§ **Task description**: If a line in the entries below contains "name", copy it.

[Items listed in a dataset]

Issue #1313, opened 2017-01-31
Breaking change to TimberTheme's uri for child themes


adamtomat:
### Expected behavior
We have a child theme on-top of our own core theme, built on Timber. Normally we load assets from the child theme (e.g. theme specific styles), and sometimes need to load assets from the parent theme (e.g. core styles).

In `1.2.0`, in Twig I can do: `{{ site.theme.uri }}`, which returns the absolute path to the child theme `http://<domain>/app/themes/<child-theme-name>`.

I am also able to get the parent theme's uri with:

```twig
{% set parentUri = site.theme.uri %}

{% if site.theme.parent.uri %}
    {% set parentUri = site.theme.parent.uri %}
{% endif %}
```

In `1.2.1` I would expect the same behaviour, as there's no breaking changes.

### Actual behavior

However, in `1.2.1` when I do `{{ site.theme.uri }}`, it returns the absolute path to the *parent* theme, not the child theme. e.g: `http://<domain>/app/themes/<parent-theme-name>`.

It looks like [this commit is the one that changed behavior](https://github.com/timber/timber/pull/1281/files?diff=unified#diff-920c5ce40c6e0c76e2af998a5acef94f).

Primarily, this:

`$this->uri = get_stylesheet_directory_uri();`

was changed to:

`$this->uri = $this->theme->get_template_directory_uri();`

### Thoughts

Is this change the expected/intended behaviour? Where the uri always references the parent theme? 

Now, it looks like `uri` [isn't documented](http://timber.github.io/timber/#timber-theme) and therefore this change is fine as we should be using `{{ site.theme.link }}` anyway. If that's the case, is there an argument to make the uri protected?

### Steps to reproduce behavior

§ **Answer to this problem**:
In `1.2.0`, in Twig I can do: `{{ site.theme.uri }}`, which returns the absolute path to the child theme `http://<domain>/app/themes/<child-theme-name>`.
However, in `1.2.1` when I do `{{ site.theme.uri }}`, it returns the absolute path to the *parent* theme, not the child theme. e.g: `http://<domain>/app/themes/<parent-theme-name>`.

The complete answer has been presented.